**EXERCISE GOAL**.
Every entry must be duplicated precisely as written.

**SOURCE MATERIAL**.
|---|

PR #1153, opened 2021-05-13
[14.0][MIG] stock_request_submit (Version 13.0 to 14.0)

patrickrwilson:

PR #1232, opened 2021-09-02
[14.0][IMP]stock_request: Migrated a "Submitted" state flow #595

Vimal-OSI:
#595


patrickrwilson:
@Vimal-OSI There was a version 12 module for the submit state, it's found here: https://github.com/OCA/stock-logistics-warehouse/tree/12.0/stock_request_submit
and there is an open PR for the migration here: #1153 

Since that module has been migrated can you revert these submitted changes?

CC: @osi-scampbell

Vimal-OSI:
I'm closing this PR,because of the similar changes are available in this PR #1153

|---|

**EXERCISE SOLUTION**.
PR #1153, opened 2021-05-13
[14.0][MIG] stock_request_submit (Version 13.0 to 14.0)

patrickrwilson:

PR #1232, opened 2021-09-02
[14.0][IMP]stock_request: Migrated a "Submitted" state flow #595

Vimal-OSI:
#595


patrickrwilson:
@Vimal-OSI There was a version 12 module for the submit state, it's found here: https://github.com/OCA/stock-logistics-warehouse/tree/12.0/stock_request_submit
and there is an open PR for the migration here: #1153 

Since that module has been migrated can you revert these submitted changes?

CC: @osi-scampbell

Vimal-OSI:
I'm closing this PR,because of the similar changes are available in this PR #1153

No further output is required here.